The floor buttons offered options from the 2nd Floor to the 666th Floor, but there was no 18th Floor.
She pressed the button for the 23rd Floor.
In fact, Mu Shan had paid attention to the activity on the floors above and below for two days now. There were players living on the three floors starting from the 25th Floor upward, but every time the resupply elevator arrived at the 23rd Floor, it was quiet, suggesting no players were there. So she planned to go down and take a look.
“Ding—” The elevator quickly stopped at the 23rd Floor. The doors opened to dim light outside.
Mu Shan had just taken one step out when the elevator doors behind her suddenly slammed shut with a “bang” and rapidly ascended away.
She glanced back, steadied her breathing lightly, and continued exploring forward.
The 23rd Floor was very quiet. Dust floated in the air, filled with the scent of decay and age. Just as she had imagined, there were no player safe houses here. But in reality, while the floor height was consistent, the space was not the same. This floor had been partitioned by cement walls into many rooms of varying sizes.

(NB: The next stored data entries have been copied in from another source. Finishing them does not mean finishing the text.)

PR #821, opened 2026-09-12
docs(AGENTS): list plugin-updates helper in lib file map

richardmilles:
Point contributors at lib/plugin-updates.ts used by /api/plugins/check, next to the existing npx runner note.


agegr (approved):
Approving with a small edit pushed to the branch: #837 (which I've approved) moves the npm/npx CLI lookup into `lib/node-cli.ts`, so the file map now lists that helper and keeps `npx.ts` described as the npx runner rather than repeating the Windows note on it.

PR #82, opened 2020-04-22
No skip option to TDCN

mpariente:
This adds the possibility to make the same architecture as the v1 of the ConvTasnet paper, without skip connections. 

In particular, @etzinis used this version, can you confirm?

### DIFF
--- a/asteroid/masknn/blocks.py
+++ b/asteroid/masknn/blocks.py
@@ -14,6 +14,9 @@ class Conv1DBlock(nn.Module):
         hid_chan (int): Number of hidden channels in the depth-wise
             convolution.
         skip_out_chan (int): Number of channels in the skip convolution.
+            If 0 or None, `Conv1DBlock` won't have any skip connections.
+            Corresponds to the the block in v1 or the paper. The `forward`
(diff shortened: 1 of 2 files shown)


asteroid/masknn/blocks.py
```diff
@@ -40,12 +44,16 @@ def __init__(self, in_chan, hid_chan, skip_out_chan, kernel_size, padding,
...
+        if skip_out_chan:
+            self.skip_conv = nn.Conv1d(hid_chan, skip_out_chan, 1)
 
     def forward(self, x):
         """ Input shape [batch, feats, seq]"""
         shared_out = self.shared_block(x)
         res_out = self.res_conv(shared_out)
+        if not self.skip_out_chan:
+            # Return it twice to have consistent number of outputs
+            return res_out, res_out
```
mpariente, line 56: @popcornell Only thing I'm unsure about : whether I should have consistent outputs or rather output only res_out..

popcornell: No I think is better to return only one argument, in that way is easier to catch errors in the implementation.

mpariente: You're right, changing it

PR #86, opened 2020-04-24
Add FUSS data preparation files

michelolzam:
Data files to get the FUSS dataset.


mpariente:
Thanks a lot again ! 
Merging this :rocket:

PR #87, opened 2020-04-27
LibriMix recipe

JorisCos:
### About this PR
In this PR we introduce the LibriMix dataset. 
We give results on the Libri2Mix version using ConvTasNet. 

Some small changes were made to the eval script to make it easier to run cross dataset evaluation.


egs/librimix/ConvTasNet/eval.py
```diff
@@ -0,0 +1,146 @@
...
+
+
+parser = argparse.ArgumentParser()
+parser.add_argument('--test_dir', type=str, required=True,
+                    help='Test directory including the json files')
+parser.add_argument('--task', type=str, required=True,
+                    help='One of `enh_single`, `enh_both`, '
+                         '`sep_clean` or `sep_noisy`')
+parser.add_argument('--out_dir', type=str, required=True,
+                    help='Directory in exp_dir where the va will be stored')
```
mpariente, line 29: the va?

egs/librimix/ConvTasNet/eval.py
```diff
@@ -0,0 +1,146 @@
...
+    # Load checkpoint
+    checkpoint = torch.load(best_model_path, map_location='cpu')
+    state = checkpoint['state_dict']
+    state_copy = state.copy()
+    # Remove unwanted keys
+    for keys, values in state.items():
+        if keys.startswith('loss'):
+            del state_copy[keys]
+            print(keys)
+    model = load_state_dict_in(state_copy, model)
```
mpariente, line 56: We should probably add this logic to the usual loading function as the loss func is never in the model. Keep in mind for a future PR

egs/librimix/ConvTasNet/eval.py
```diff
@@ -0,0 +1,146 @@
...
+        loss, reordered_sources = loss_func(est_sources, sources[None],
+                                            return_est=True)
+        mix_np = mix.cpu().data.numpy()
+        sources_np = sources.squeeze().cpu().data.numpy()
+        est_sources_np = reordered_sources.squeeze().cpu().data.numpy()
+        # Declipping the sources
+        est_sources_np[0, :] = est_sources_np[0, :] / \
+                               np.max(est_sources_np, axis=1)[0]
+        est_sources_np[1, :] = est_sources_np[1, :] / \
+                               np.max(est_sources_np, axis=1)[1]
```
mpariente, line 90: This is useful only before saving. 
All our metrics are invariant to scale here this won't always be the case. 
Unless there's a good reason, the normalization should be just before sf.write.

egs/librimix/ConvTasNet/local/conf.yml
```diff
@@ -0,0 +1,33 @@
...
+masknet:
+  n_blocks: 8
+  n_repeats: 3
+  mask_act: relu
+  bn_chan: 128
+  skip_chan: 128
+  hid_chan: 512
+# Training config
+training:
+  epochs: 8
```
mpariente, line 16: We might want to change that to something like 200

egs/librimix/ConvTasNet/local/conf.yml
```diff
@@ -0,0 +1,33 @@
...
+  batch_size: 24
```
mpariente, line 17: This will work only on 4 GPUs, a more reasonnable default of 6 would be better.

egs/librimix/ConvTasNet/run.sh
```diff
@@ -0,0 +1,95 @@
...
+
+exp_dir=exp/train_convtasnet_${tag}
+mkdir -p $exp_dir && echo $uuid >> $exp_dir/run_uuid.txt
+echo "Results from the following experiment will be stored in $exp_dir"
+
+
+if [[ $stage -le 1 ]]; then
+  echo "Stage 1: Training"
+  mkdir -p logs
+  $python_path train.py --exp_dir $exp_dir \
```
mpariente, line 71: Not sure but this will use all GPUs by default. Like this, there is no way to tell to use only two GPUs from the command line. 
Can we have the same `--id` logic as in ConvTasnet?

egs/librimix/ConvTasNet/run.sh
```diff
@@ -0,0 +1,95 @@
...
+  --lr $lr \
+  --weight_decay $weight_decay \
+  --train_dir $train_dir \
+  --valid_dir $valid_dir \
+  --sample_rate $sample_rate \
+  --n_src $n_src \
+  --segment $segment
+fi
+
+out_dir=librimix
```
mpariente, line 90: This should probably not be here but rather before stage 0, where things are read by the user. 
Or even before parse_options so that it can be specified from command line.

asteroid/data/librimix_dataset.py
```diff
@@ -0,0 +1,102 @@
+import numpy as np
```
mpariente, line 1: Make it importable in asteroid/data/__init__.py

egs/librimix/README.md
```diff
@@ -0,0 +1,6 @@
+### About the LibriMix dataset
+
+The LibriMix dataset is an open source dataset 
+derived from LibriSpeech dataset. It's meant as an alternative to [WHAM](./../wham/).
```
mpariente, line 4: [alternative] and a complement to [...]

egs/librimix/ConvTasNet/utils/prepare_python_env.sh
```diff
@@ -0,0 +1,26 @@
+#!/bin/bash
```
mpariente, line 1: Utils folder should be soft linked to wham/ConvTasnet/utils for now to reduce the amount of code copies. 
From librimix/ConvTasnet, delete the utils folder and then run `ln -s ../../wham/ConvTasnet/utils .`

egs/librimix/ConvTasNet/eval.py
JorisCos: Should I remove it from the script and use the usual load_best_model_function ?

egs/librimix/ConvTasNet/eval.py
JorisCos: Ahah missed that thanks

egs/librimix/ConvTasNet/eval.py
JorisCos: Ok i'll make the change

egs/librimix/ConvTasNet/local/conf.yml
JorisCos: Yeah sounds better ahah

egs/librimix/ConvTasNet/run.sh
JorisCos: Yeah it uses all GPU by default I will add the ---id logic

egs/librimix/ConvTasNet/local/conf.yml
JorisCos: Sure

asteroid/data/librimix_dataset.py
JorisCos: Didn't think about that thanks

egs/librimix/ConvTasNet/eval.py
JorisCos: Also realized this syntax is bad. It only works  for 2 sources I will just remove it.

egs/librimix/ConvTasNet/eval.py
mpariente: No, I think it's fine for now. 
I just commented so that I'll remember

egs/librimix/ConvTasNet/utils/parse_options.sh
```diff
@@ -0,0 +1,97 @@
+#!/bin/bash
```
mpariente, line 1: It doesn't look like a symlink but that's fine for now, I have to do it for all the recipes, it's not consistent for now.

mpariente:
Thanks again :rocket:

PR #91, opened 2020-05-04
Two step results

etzinis:


mpariente:
Looks cool, thanks a lot again!
We don't need the second decimal on the results though, I'll remove it.

PR #95, opened 2020-05-10
Source changes towards deep clustering recipe

mpariente:
#### Source changes
- Energy-based VAD which correctly computes VAD independently on batch dim (and any leading dimension)
- Normalize final cost based on VAD mask, independently on batch_dim
- Improve docs in `deep_clustering_loss`. 

#### Egs changes
- Start run.sh with steps and parameters
- Use WHAM-like wsj0-mix preprocessing
- Use WHAM-like data.Dataset (recipe-local for now) 

I'll push the changes to the training and eval script when I have final results, and make another PR for those.

### DIFF
--- a/asteroid/losses/cluster.py
+++ b/asteroid/losses/cluster.py
@@ -9,15 +9,16 @@ def batch_matrix_norm(matrix, norm_order=2):
     Returns:
         normed matrix: torch.Tensor. 
     """
-    return torch.norm(matrix, p=norm_order, dim=[1,2])
+    return torch.norm(matrix, p=norm_order) ** norm_order
 
-def deep_clustering_loss(embedding, tgt_index, spk_cnt=None):
+def deep_clustering_loss(embedding, tgt_index, spk_cnt=None, binary_mask=None):
     """ Compute the deep clustering loss defined in  
     Args:
         embedding: torch.Tensor. Expected shape  [batch, frame x frequency, embeddingDim]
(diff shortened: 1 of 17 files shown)


egs/wsj0-mix/DeepClustering/simple_train.py
```diff
@@ -0,0 +1,238 @@
+import os
```
sunits, line 1: You can remove this file, if the rest of it works

asteroid/losses/cluster.py
```diff
@@ -1,52 +1,76 @@
...
+    """ Normalize a matrix according to `norm_order`
 
+    Args:
+        matrix (torch.Tensor): Expected shape [batch, *]
+        norm_order (int): Norm order.
+
+    Returns:
+        torch.Tensor, normed matrix of shape [batch]
+    """
+    keep_batch = list(range(1, matrix.ndim))
```
sunits, line 75: This was the issue?

mpariente: No this was the not the issue. 
I just made it more general. Before it only worked for 3D tensors. 
For now it is here in the deep clustering loss but we might move it.

egs/wsj0-mix/DeepClustering/simple_train.py
mpariente: I keep it to have it in the master history but I'll remove it in the recipes's PR.

mpariente:
Thanks for the review @sunits !

PR #96, opened 2020-05-11
Deep clustering/Chimera recipe

mpariente:
Adding the Deep clustering / Chimera++ recipe on wsj2mix and wsj3mix.
Mainly based on @sunits initial work. 

Data prep, dataloader, training and evaluation script. 

Evaluatio script will use the mask-inference head whenever possible and DC head only if loss_alpha is equal to 1. 

First successful iteration on the DC head only gets 10.1 dB SDR improvement (not SI-SDR). 

#### Things left to do : 
- Upload some more results on DC alone, Chimera++ (maybe even 3mix)
- Try to use kmeans in native PyTorch instead of sklearn because evaluation is really slow.


egs/wsj0-mix/DeepClustering/model.py
```diff
@@ -32,34 +21,141 @@ def make_model_and_optimizer(conf):
...
+        # Common net
+        out = self.rnn(input_data.permute(0, 2, 1))
+        out = self.dropout(out)
+
+        # DC head
+        proj = self.embedding_layer(out)  # batch, time, freq * emb
+        proj = self.embedding_act(proj)
+        proj = proj.view(batch, n_frames, -1, self.embedding_dim).transpose(1, 2)
+        # (batch, freq * frames, emb)
+        proj = proj.reshape(batch, -1, self.embedding_dim)
```
mpariente, line 67: The bug was here. Without the transpose, the time bins where not aligned with each other and training was impossible. 
I added a note about it in the DC loss.

egs/wsj0-mix/DeepClustering/model.py
```diff
@@ -32,34 +21,141 @@ def make_model_and_optimizer(conf):
...
+    try:
+        # Last best model summary
+        with open(os.path.join(exp_dir, 'best_k_models.json'), "r") as f:
+            best_k = json.load(f)
+        best_model_path = min(best_k, key=best_k.get)
+    except FileNotFoundError:
+        # Get last checkpoint
+        all_ckpt = os.listdir(os.path.join(exp_dir, 'checkpoints/'))
+        all_ckpt.sort()
+        best_model_path = os.path.join(exp_dir, 'checkpoints', all_ckpt[-1])
```
mpariente, line 155: Also, this would be a way to bypass the `best_k_models.json`.

egs/wsj0-mix/DeepClustering/train.py
```diff
@@ -1,144 +1,199 @@
...
-                        )
+                         train_percent_check=1.0,  # Useful for fast experiment
+                         gradient_clip_val=200,)
     trainer.fit(system)
+
     with open(os.path.join(exp_dir, "best_k_models.json"), "w") as f:
         json.dump(checkpoint.best_k_models, f, indent=0)
-    #torch.save(system.model.state_dict(), os.path.join(exp_dir, 'final.pth'))
+    # Save last model for convenience
+    torch.save(system.model.state_dict(),
```
mpariente, line 80: And this would be another one. But if training didn't finish, this model is not saved..

PR #104, opened 2020-05-18
Helper for yaml/bash/python arg passing

mpariente:
#### Why? 
- We don't really like to look in two places for default values. Right now, we check in run.sh, and if it is not declared, in conf.yml to change default. This can be confusing and introduce small errors as well. 

- Writing the same variables three times (conf.yml, bash before parsing, training call after parsing) is useless when we know the args are common.

### Instead, what we want : 
- Writing the config once in conf.yml, enable parsing from CLI, directly into training.py

#### Source code modif
- Handle parsing lists as arguments with `nargs='*'` : `train.py --my_list 1 2` works now.
- Accept keys without values with `nargs='?'`. `train.py --my_arg --my_arg2 1` works. This is useful to deal with empty variables in bash more easily.

#### Utils modif
- yaml2bash.py can print variable assignements from a config (yml). This declares bash env varialbe (exported thanks to `set -a`)
- `parse_options.sh` can then modify the values just declared in this way, from CL agrs.
- yaml2bash.py makes an argument list with update values to be passed to the training 

Lists can be parsed from bash with
```bash
./run.sh --list "0 1"
or
./run.sh --list 0,1
```
Both will be converted to right argparse "code"

Any feedback appreciated

### DIFF
--- a/asteroid/utils.py
+++ b/asteroid/utils.py
@@ -103,8 +103,14 @@ def prepare_parser_from_dict(dic, parser=None):
         group = parser.add_argument_group(k)
         for kk in dic[k].keys():
             entry_type = standardized_entry_type(dic[k][kk])
-            group.add_argument('--' + kk, default=dic[k][kk],
-                               type=entry_type)
+            if entry_type is list:
+                # '*': 0 or more args into list
+                group.add_argument('--' + kk, default=dic[k][kk],
+                                   type=str_int_float, nargs='*')
+            else:
+                # '?' : 0 or 1 arg can be parsed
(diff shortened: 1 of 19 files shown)


popcornell:
That is great and very clever ! 
So all recipes will not have anymore arguments in run.sh unless passed by the user correct ?

mpariente:
Thanks !
We'll still have --id and --storage_dir etc.. 
But all the args from the conf.yml won't be in run.sh. I'll be automated. 

I'm looking for it, but for now, I don't see any downside to this..

mpariente:
Closing this for now, for visibility. 
But we might come back to it later.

The space facing the elevator doors—the first area Mu Shan entered—was the widest, like a classroom. It was littered with abandoned children’s desks and chairs, all askew and tattered.
Mu Shan turned on her flashlight and carefully avoided the debris of broken wood on the floor as she advanced. The cold beam swept over the colorful desks and chairs. She squatted down, found a relatively intact table, and shone the light into the dark cavity underneath.
There was something inside.
Mu Shan reached in and pulled it out: several torn-up children’s drawings.
She could not tell what was special about these drawings. They simply depicted scenes children liked, such as amusement parks and zoos, with lively and natural strokes.
Before they were torn, bold red lines had been drawn across them with a red pen. It was clear the person who did it had used great force, the pen tip tearing through the paper.
Mu Shan patiently continued searching the table cavity for remnants, one sheet after another.
The items inside had no value, akin to “trash”: crudely sewn sandbags made from old clothes, paper airplanes refolded from workbooks, and grotesquely ugly rag dolls.
It was not stuffy here; the temperature was even dropping lower.
But with her face covered by a mask, staying too long in the enclosed room still made breathing difficult for Mu Shan.
After finding a pile of what seemed like garbage with no valuable discoveries at all, Mu Shan disappointedly stopped her actions.
She noticed a worn blackboard hanging on the wall behind the messy desks and chairs, with remnants of chalk writing smeared into a mess by hand.
She could barely make out words like “filial piety, brotherly respect, endurance.”
At this point, the search was about 70% complete. Mu Shan was about to leave the classroom for the next room when her footsteps suddenly halted.
All the children’s desks and chairs were green, but there was a natural wood-colored table in the corner.
She hurried over and checked. Sure enough, she found something different in the table cavity: a intact file of documents.
The file was a children’s roster. From the table of contents, there were a total of 23 children. The first was named Hua Hua, a 7-year-old girl, full-day care, duration three years. The second was Qiang Qiang, a 6-year-old boy, full-day care, duration three years.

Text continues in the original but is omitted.